Aucun Etat américain n'a jamais reconnu avoir exécuté un innocent par erreur. Et l'ultra-conservateur Rick Perry qui dirige le Texas depuis 2000 et se trouve au coeur d'une polémique sur le sujet, n'a visiblement pas l'intention d'être le premier à devoir manger son chapeau.
Reste que M. Perry est aux prises avec un fantôme: celui de Cameron Todd Willingham, un homme exécuté en 2004 au Texas sur la foi d'un rapport l'accusant d'avoir allumé l'incendie de la maison familiale et dans lequel ses trois filles avaient péri en 1991.
En 2004, personne ne prête attention à l'exécution de Willingham dans un Etat champion en la matière. M. Perry refuse de suspendre l'exécution, malgré un nouveau rapport arrivé à son bureau 88 minutes avant l'exécution et qui établit clairement que le condamné est innocent.
Cinq ans plus tard, Rick Perry est toujours gouverneur. Les rapports d'experts indépendants se sont succédé. Tous concluent à l'innocence de Willingham.
Le dernier en date est signé Craig Beyler, un expert en pyromanie. Là encore, "les preuves relevées sur les lieux de l'incendie ne permettent pas de conclure à un incendie volontaire", dit M. Beyler à l'AFP.
Le 2 octobre, M. Beyler devait exposer ses conclusions devant la Commission légiste du Texas, créée justement pour éviter les erreurs judiciaires. Cette audition aurait constitué la première étape avant une éventuelle réouverture du dossier. Mais deux jours avant l'audition de M. Beyler, Rick Perry décide de révoquer trois membres de la Commission, dont son président, l'avocat Sam Bassett. L'audition de Craig Beyler est reportée sine die. Le gouverneur républicain entend "paralyser l'enquête", estime Sam Bassett, interrogé par l'AFP. Faux, rétorque Rick Perry, qui explique son geste par le fait que le mandat des membres de la Commission était arrivé à expiration.

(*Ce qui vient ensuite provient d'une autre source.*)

PR #78, opened 2021-11-04
Allow UA behavior that only indirectly benefits the user.

jyasskin:
In particular, crash reporting, use counters, and similar telemetry only
benefit users in aggregate, which doesn't satisfy the original wording here.

***
<a href="https://pr-preview.s3.amazonaws.com/jyasskin/privacy-principles/pull/78.html#dfn-duty-of-loyalty" title="Last updated on Nov 5, 2021, 4:42 AM UTC (74d4ed4)">Preview</a> | <a href="https://pr-preview.s3.amazonaws.com/w3ctag/privacy-principles/78/75e1d19...jyasskin:74d4ed4.html" title="Last updated on Nov 5, 2021, 4:42 AM UTC (74d4ed4)">Diff</a>

### DIFF
--- a/index.html
+++ b/index.html
@@ -529,7 +529,7 @@ monitoring of their behaviour. Its <dfn>user agent duties</dfn> include
   <dd>
     Because the [=user agent=] is a [=trustworthy agent=], it is held to be loyal to the
     [=person=] using it in all situations, including in preference to the [=user agent=]'s implementer.
-    When a [=user agent=] carries out [=processing=] that is not directly in the [=person=]'s
+    When a [=user agent=] carries out [=processing=] that is not in the [=person=]'s
     interest but instead benefits another entity (such as the user agent's implementer) that behaviour is
     known as <dfn>self-dealing</dfn>. Behaviour can be [=self-dealing=] even if it is done at the
     same time as [=processing=] that is in the [=person=]'s interest. [=Self-dealing=] is always


wseltzer:
In this context (with reference to duty of loyalty), I agree with the change. It's worth thinking elsewhere about giving visibility to the difference between direct and indirect benefits.

chrisn:
I also think it's worthwhile being more explicit than simply removing the word "directly". If some features are there to benefit website developers, and hence only indirectly benefit end users, then this document should call that out explicitly.

dmarti:
I also agree with this change. For a complicated transfer of data like a crash report, the user agent implementer should be considering what information the user would choose to share if they took the time to understand.

(The user should be able to opt in or out of this kind of behavior if they are one of the few people who want to actually micro-manage it, but defaults can be set based on the results of user research.)

darobin:
I think I agree with the intent of the change but I object to the actual change.

The way I see it, UA behaviour should either _directly_ benefit the user or it should abide by specific precepts of collective governance (ideally even be in a list of well-defined exceptions the governance model for which is the group that owns this document) that this document should list clearly. So for instance we could have (this is just quick drafting for flavour, I'm sure a lot is wrong with it):

* Crash reporting: the data can be quite invasive, but must only be collected for the purpose of fixing bugs, retention must be limited to 3 months, and only people directly involved in fixing bugs must be granted access to it.
* Use telemetry: the data can only be collected in privacy-preserving ways that adhere to certain standards (eg. Prio) and must be made publicly usable.
* Safety: the data can only be collected in privacy-preserving ways yada yada and must be under collective governance amongst browsers since safety is a public good.

The concern I have is that the second you open the door is _indirect_ benefits, pretty much everything could theoretically be good for the user. We all know people who won't hesitate to claim that extensively tracking users is good, actually, because that's the value exchange that "finances journalism." Without going into caricatural positions, collecting data to improve an unrelated service could be argued to be good for the user (the service is better for those who use it) and bad for the user (it's leveraging the browser to bolster dominance in a different space, meaning better, more meritorious alternatives that users might have preferred do not get to exist). That's an endless rabbit hole.

So I would say yes to introducing indirection, but we should do it in such a way that we have consensus over what indirect goods are actually good.

jyasskin:
I'm happy to refine the way we allow "good" indirect benefits.

I think this document should describe the principles for how we balance benefits to different parties, rather than itself trying to include a complete list of times indirect benefits are allowed.

In Robin's examples, I see a couple possible principles (with the same caveat that I haven't thought these through deeply):
* Data collected from a person should benefit that person (directly or indirectly) and shouldn't also unfairly benefit someone else. (For example, a 1 [util](https://en.wiktionary.org/wiki/util#English) benefit to a person would generally not justify a 100 util benefit to the browser maker, but could justify a 1 util benefit to the browser maker.)
* Data about a person that doesn't directly benefit that person should almost always be permanently de-identified.
   * When it can't be (like with crash reports), it needs to be tightly controlled so it doesn't wind up harming the person or unfairly benefitting someone else.
* Data that only indirectly benefits the person it was collected from should be made publicly usable.
* Data use with indirect benefits should be governed by a multistakeholder process.

These principles seem to cover the other example I came up with, the [Chrome User Experience Report](https://developers.google.com/web/tools/chrome-user-experience-report), except that we don't have a multistakeholder process. There are probably even more examples that'll illustrate holes.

Mais dans une interview avec l'AFP, Steve Hall, responsable de l'association Stand Down qui se bat pour un moratoire sur la peine de mort, juge qu'il est "évident" que M. Perry "n'entend pas changer d'opinion, peu importe ce que disent les faits".
"Todd Willingham était un monstre", a encore dit Rick Perry la semaine dernière sur CNN, maintenant que son exécution était justifiée.

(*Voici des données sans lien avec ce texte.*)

PR #80, opened 2021-11-05
Say that careful cross-context data sharing can be appropriate.

jyasskin:
My thought here is that offline data sharing between contexts, even contexts with very different norms, happens all the time, and the people who do it are just careful to avoid breaking the norms of the context they got the data from. Online, the norms of two different contexts could easily be similar enough to allow a lot of cross-context use without breaking any user expectations or preferences.

***
<a href="https://pr-preview.s3.amazonaws.com/jyasskin/privacy-principles/pull/80.html#contexts-and-privacy" title="Last updated on Nov 24, 2021, 5:31 PM UTC (b464961)">Preview</a> | <a href="https://pr-preview.s3.amazonaws.com/w3ctag/privacy-principles/80/4056f53...jyasskin:b464961.html" title="Last updated on Nov 24, 2021, 5:31 PM UTC (b464961)">Diff</a>

### DIFF
--- a/index.html
+++ b/index.html
@@ -473,16 +473,19 @@ We define <dfn>privacy</dfn> as a right to [=appropriate=] [=data processing=]. 
 
 Note that a [=first party=] can be comprised of multiple [=contexts=] if it is large
 enough that [=people=] would interact with it for more than one [=purpose=]. [=Sharing=]
-[=personal data=] across [=contexts=] is, in the overwhelming majority of cases,
-[=inappropriate=].
+[=personal data=] across [=contexts=] is only [=appropriate=] if the subsequent
+use of that data follows the [=norms=] of the context in which the data was collected.
 
 <div class="example">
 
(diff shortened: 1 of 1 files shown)


dmarti:
I can see how this could work as long as the data sharing follows the norms of both the source and destination context. A user might have data collected in a context with high personalization norms but then move to a context with low personalization norms. Maybe instead of 

> Sharing personal data across contexts is only appropriate if the subsequent use of that data follows the norms of the context in which the data was collected.

it could be something like 

> Sharing personal data across contexts is only appropriate if the subsequent use of that data follows the norms of the context in which the data is used and the norms of the context in which the data was collected.

jyasskin:
Yeah, I wasn't sure whether to require just the norms of the collecting context or both contexts (or even _all_ contexts if data is shared across multiple hops). I think systems in practice would have to follow the union of at least the source and final-destination norms in order to have a chance of keeping the restrictions straight, and I'm fine with requiring that.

Mais la controverse déborde hors des frontières du Texas. Les éditoriaux dans la presse nationale se multiplient pour demander une nouvelle enquête. Le Los Angeles Times dit encore vendredi "attendre une enquête complète et un rapport public".
L'éventuelle réouverture de l'enquête serait un grave revers pour Rick Perry, à un an de l'élection au poste de gouverneur de l'Etat.
D'autant plus que Rick Perry doit encore batailler pour obtenir l'investiture du parti républicain. Sa plus grande rivale, Kay Bailey Hutchison, s'est engouffrée dans la brèche.
Elle estime qu'en laissant les soupçons s'accumuler dans le cas Willingham, M. Perry menace l'existence même de la peine de mort au Texas. "Cela explique pourquoi le gouverneur tente de retarder le début d'une enquête juste et raisonnable", explique Steve Hall de l'association Stand Down.
Pour autant, la controverse ne porte pas sur la peine de mort en elle-même; d'après un sondage dont le Dallas Morning News s'est récemment fait l'écho, trois Texans sur quatre sont en faveur de la peine capitale. De fait, l'association Innocence Project, qui lutte contre les erreurs judiciaires, a annoncé jeudi que 400 personnes avaient signé une pétition non pas pour exiger l'abolition de la peine capitale, mais pour demander à la Commission légiste du Texas de reprendre son enquête sur l'affaire Willingham.